I am trying to understand better how one can use the protected space in Go. I am coming form java which means that I can have values accessible via protected inheritance, as there is only composition here I wanted to make sure I was on the right path.
The problem: I want to set a value in a child implementation, but not expose a setter on the generic interface.
What is the best way to provide a setter to a 'sub-class' when there really isn't a hierarchy?
This means I want:
type Bottom interface {
GetYouSome()
// rote things
SetSpeed(int)
DeliveryMechanism() chan string
}
Note that there is no SetDeliveryMechanism(chan string) method.
I thought I would start with a base that implements the rote things, meaning that actual implementations will provide the 'GetYouSome' method. I'd also like these to exist inside different packages. There will be dozens of implementations and I'd like to have the namespaces be sandboxed (i.e. they can both use the const DefaultPort).
To illustrate the problem I have made a little project. It is laid out like this:
.
└── src
├── main.go
└── parent
├── child
│ └── child.go
└── parent.go
Where in child.go we actually create a few types of Bottom, but in parent.go we actually define the boilerplate code (setters/getters). The problem is that I can't instantiate the channel anywhere!
Ideally an implementation would look like this:
//------------- parent.go -------------
package parent
type Bottom interface {
GetYouSome()
// rote things
SetSpeed(int)
DeliveryMechanism() chan string
}
// Intended to implement the boring things
type GenericBottom struct {
speed int
deliveryChan chan string
}
func (bot *GenericBottom) SetSpeed(speed int) {
bot.speed = speed
}
func (bot GenericBottom) DeliveryMechanism() chan string {
return bot.deliveryChan
}
//------------- child.go -------------
package child
import "parent"
func New(speed int) parent.Bottom {
impl := new(Composite)
impl.name = "simple"
impl.SetSpeed(speed)
// illegal! not exported
// impl.deliveryChannel = make(chan string)
return impl
}
// intended so that we can seamlessly treat the Composite
// as a Bottom
type Composite struct {
parent.GenericBottom
name string
}
func (a Composite) GetYouSome() {
fmt.Println("Inside the actual implementation")
}
There are two ways I can think to get around this.

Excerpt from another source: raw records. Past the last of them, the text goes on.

PR #59, opened 2019-10-22
Bump Eirini to 0.0.21

kramerul:
## Description

Using latest eirini release.

## Test plan

Install kubecf with latest cf-operator. Run `cf push` afterwards.

## Problems

`cf push` is not working. But this is related to https://github.com/cloudfoundry-incubator/cf-operator/issues/648

### DIFF
--- a/deploy/helm/scf/assets/operations/instance_groups/eirini.yaml
+++ b/deploy/helm/scf/assets/operations/instance_groups/eirini.yaml
@@ -105,7 +105,7 @@
           certs_secret_name: eirini-staging-secret
           cc_internal_api: https://cloud-controller-ng.service.cf.internal:9023
           eirini_address: https://eirini.service.cf.internal:8484
-          downloader_image: "eirini/recipe-downloader:0.2.0"
+          downloader_image: "eirini/recipe-downloader:0.3.0"
           uploader_image: "eirini/recipe-uploader:0.3.0"
           executor_image: "eirini/recipe-executor:0.3.0"
           # TODO: make this configurable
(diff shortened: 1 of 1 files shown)


deploy/helm/scf/assets/operations/instance_groups/eirini.yaml
```diff
@@ -106,6 +117,15 @@
           cc_cert: ((cc_bridge_tps.certificate))
           cc_key: ((cc_bridge_tps.private_key))
           cc_ca: ((service_cf_internal_ca.certificate))
+        quarks:
+            ports:
+            - name: http
+              protocol: TCP
+              internal: 8085
```
phil9909:
```suggestion
```

deploy/helm/scf/assets/operations/instance_groups/eirini.yaml
```diff
@@ -106,6 +117,15 @@
           cc_cert: ((cc_bridge_tps.certificate))
           cc_key: ((cc_bridge_tps.private_key))
           cc_ca: ((service_cf_internal_ca.certificate))
+        quarks:
+            ports:
+            - name: http
+              protocol: TCP
```
phil9909:
```suggestion
```

deploy/helm/scf/assets/operations/instance_groups/eirini.yaml
```diff
@@ -106,6 +117,15 @@
           cc_cert: ((cc_bridge_tps.certificate))
           cc_key: ((cc_bridge_tps.private_key))
           cc_ca: ((service_cf_internal_ca.certificate))
+        quarks:
+            ports:
+            - name: http
```
phil9909: This (the http port) should not be needed anymore.
```suggestion
```

f0rmiga:
@kramerul The bump to 0.0.21 seems good. I tested with cf-operator on commit https://github.com/cloudfoundry-incubator/cf-operator/commit/c193b5b616ef22a3a65489e4ff573109480a5c62, which is part of https://github.com/cloudfoundry-incubator/cf-operator/pull/661, and the failure I get is due to the `opi-task-downloader` init container not being able to connect to blobstore.service.cf.internal, which makes perfect sense given that it is in a different namespace and it's not using our aliases on the CF namespace. I pushed a commit on the PR while it was on the SCF side that fixed this. I'll accept this PR as is and I'll push a fix for that in a separate PR.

(1) create a child class that would wrap the GenericBottom class, passing through all the methods. That is le sad, and it also still has the problem that I can't access the deliveryChannel class directly. I would have to build a new constructor into the parent package, then explicitly set the instance in the child class.
//------------- parent.go -------------
func NewGenericBottom() GenericBottom {
return GenericBottom{0, make(chan string)}
}
//------------- child.go -------------
func New(speed int) parent.Bottom {
impl := new(ExplicitComposite)
impl.name = "explicit"
// now I can set the channel? Nope
// impl.gb = parent.GenericBottom{speed, make(chan string)}
impl.gb = parent.NewGenericBottom()
impl.SetSpeed(speed)
return impl
}
// this has to pass through each method
type ExplicitComposite struct {
gb parent.GenericBottom
name string
}
func (e ExplicitComposite) GetYouSome() {
fmt.Println("Inside the explicit implementation")
}
func (e ExplicitComposite) DeliveryMechanism() chan string {
return e.gb.DeliveryMechanism()
}
func (e *ExplicitComposite) SetSpeed(speed int) {
e.gb.SetSpeed(speed)
}
OR! (2) I can add a setter method on the GenericBottom. But anyone using the GenericBottom can just cast to that an access it right? I wouldn't really be 'protected'.
Like this:
//------------- parent.go -------------
func (bot *GenericBottom) SetChannel(c chan string) {
bot.deliveryChan = c
}
//------------- child.go -------------
type CheatersBottom struct {
parent.GenericBottom
name string
}
func (a CheatersBottom) GetYouSome() {
fmt.Println("Inside the cheaters bottom")
}
func NewCheatersBottom(speed int) parent.Bottom {
impl := new(CheatersBottom)
impl.SetChannel(make(chan string))
impl.SetSpeed(speed)
return impl
}
What is the best way to provide a setter to a 'sub-class' when there really isn't a hierarchy?